All animals are host to a multitude of microorganisms that are essential to the animal’s health. Host-associated microbes have been shown to defend against potential pathogens, provide essential nutrients, interact with the host’s immune system, and even regulate mood. However, it can be difficult to preserve and obtain nucleic acids from some host-associated microbiomes, making studying their microbial communities challenging. Corals are an example of this, in part due to their potentially remote, underwater locations, their thick surface mucopolysaccharide layer, and various inherent molecular inhibitors. This study examined three different preservatives (RNAlater, DNA/RNA Shield, and liquid nitrogen) and two extraction methods (the Qiagen PowerBiofilm kit and the Promega Maxwell RBC kit with modifications) to determine if there was an optimum combination for examining the coral microbiome. These methods were employed across taxonomically diverse coral species, including deep-sea/shallow, stony/soft, and zooxanthellate/azooxanthellate: Lophelia pertusa, Paragorgia johnsoni, Montastraea cavernosa, Porites astreoides, and Stephanocoenia intersepta.
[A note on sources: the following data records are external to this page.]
PR #903, opened 2022-09-06
Update USW-Pro-48-PoE.yaml

suhl79:
Added PoE definitions and the secondary power interface


device-types/Ubiquiti/USW-Pro-48-PoE.yaml
```diff
@@ -3,118 +3,388 @@ manufacturer: Ubiquiti
...
+  label: ''
+  description: ''
+- name: Universal Input
+  type: iec-60320-c14
+  maximum_draw: 660
+  allocated_draw: null
+  label: ''
+  description: ''
+interfaces:
+- name: Port 1 (PoE)
```
DanSheps, line 27: I don't believe these port names are correct, I suspect they take the form of 0/# in the CLI.  Since we are updating the PoE we should also ensure port names are correct.

DanSheps (changes requested):

danner26:
Do you still need this? @suhl79

PR #904, opened 2022-09-08
Update PowerEdge_R640.yaml

dmcken:
Fix error with import:
[{"__all__":["Subdevice role of device type (PowerEdge R640) must be set to \"parent\" to allow device bays."]},{"__all__":["Subdevice role of device type (PowerEdge R640) must be set to \"parent\" to allow device bays."]},{"__all__":["Subdevice role of device type (PowerEdge R640) must be set to \"parent\" to allow device bays."]}]

### DIFF
--- a/device-types/Dell/PowerEdge_R640.yaml
+++ b/device-types/Dell/PowerEdge_R640.yaml
@@ -31,7 +31,10 @@ interfaces:
   - name: iDRAC9
     type: 1000base-t
     mgmt_only: true
-device-bays:
+module-bays:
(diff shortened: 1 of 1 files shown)


DanSheps:
This should be rewritten to use modules instead of device bays

DanSheps (changes requested):
Rewrite for modules instead of device bays

dmcken:
Drop the parent then?

dmcken:
I ask since this will then require positions which I don't know.

DanSheps (approved):

PR #913, opened 2022-09-15
Added Device WS-C2960XR-24PS-I

Corruptsector:
Added Device WS-C2960XR-24PS-I


device-types/Cisco/WS-C2960XR-48PS-I.yaml
```diff
@@ -0,0 +1,76 @@
...
+  - name: GigabitEthernet1/0/28
+    type: 1000base-x-sfp
+console-ports:
+  - name: con 0
+    type: rj-45
+power-ports:
+  - name: PSU0
+    type: iec-60320-c14
+  - name: PSU1
+    type: iec-60320-c14
```
DanSheps, line 76: PSU's should be modelled as module bays

DanSheps (changes requested):

device-types/Cisco/WS-C2960XR-48PS-I.yaml
Corruptsector: Hey Dan, I just followed how the existing 2960XRs are setup. Do you want me to create the PSU modules as well? Should i update the other XRs to be the same?

JimmyKip: Hi - would it be worth updating the contribution guide to make sure this is a clearly communicated standard? I don't disagree with the thinking in principle but there are many PR, including recent ones (eg #846 ) where the PSU have not been done as bays.

We just need to make sure its consistent & squares with the current note in the contribution guide:

_"Include only components which are fixed to the chassis. Optional modular components should be omitted from the definition. (Note that this does not exclude field-replaceable hardware that is expected to always be present, such as power supplies.)"_

DanSheps: > Hey Dan, I just followed how the existing 2960XRs are setup. Do you want me to create the PSU modules as well? Should i update the other XRs to be the same?

If you want to, yes, that would be ideal

DanSheps: > Hi - would it be worth updating the contribution guide to make sure this is a clearly communicated standard? I don't disagree with the thinking in principle but there are many PR, including recent ones (eg #846 ) where the PSU have not been done as bays.

I agree however sometimes the PSUs are fixed, sometimes they are modules.

I will see what I can do with the contrib guide tonight.

> We just need to make sure its consistent & squares with the current note in the contribution guide:
> 
> _"Include only components which are fixed to the chassis. Optional modular components should be omitted from the definition. (Note that this does not exclude field-replaceable hardware that is expected to always be present, such as power supplies.)"_

Corruptsector: I have updated that device, and was half way through adding some more. If youre happy with this ill update the other XR switches, make the power supply modules and then got some more devices to add.

device-types/Cisco/IE-4000-16GT4G-E.yaml
```diff
@@ -0,0 +1,51 @@
+---
```
DanSheps, line 1: Missing PSU it looks like.  From the datsheet, looks to be modular

device-types/Cisco/IE-4000-4S8P4G-E.yaml
```diff
@@ -0,0 +1,43 @@
+---
```
DanSheps, line 1: Possibly missing PSU on this one too.

DanSheps (changes requested):
Looks like 2 are missing PSU's.  If you want to add the module bays I can add the PSU's as a new module-type.

device-types/Cisco/IE-4000-4S8P4G-E.yaml
Corruptsector: These IE Switches run of external DC and do not have PSUs

danner26:
Do you still need this? @Corruptsector

PR #923, opened 2022-09-26
Create SO-DWDM-MUX-40CH-MON-1310W

hhansen06:
added SO-DWDM-MUX-40CH+MON+1310W


danner26:
Do you still need this? @hhansen06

Although significant differences were found between preservative types and extraction methods, these differences were subtle, and varied in nature from coral species to coral species. Significant differences between coral species were far more profound than those detected between preservative or extraction method. We suggest that the preservative types presented here and extraction methods using a bead-beating step provide enough consistency to compare coral microbiomes across various studies, as long as subtle differences in microbial communities are attributed to dissimilar methodologies. Additionally, the inclusion of internal controls such as a mock community and extraction blanks can help provide context regarding data quality, improving downstream analyses.

Highlights

  • In recent decades researchers have come to realize the importance and diversity of the host-associated microbiome

  • Note that these corals were being maintained in water tables and the microbiomes are expected to reflect some level of tank effect and may not represent the same bacterial diversity that would be observed on the reef

  • Significant differences in alpha diversity metrics were found between coral species, between deepand shallow-water corals (Figure 1)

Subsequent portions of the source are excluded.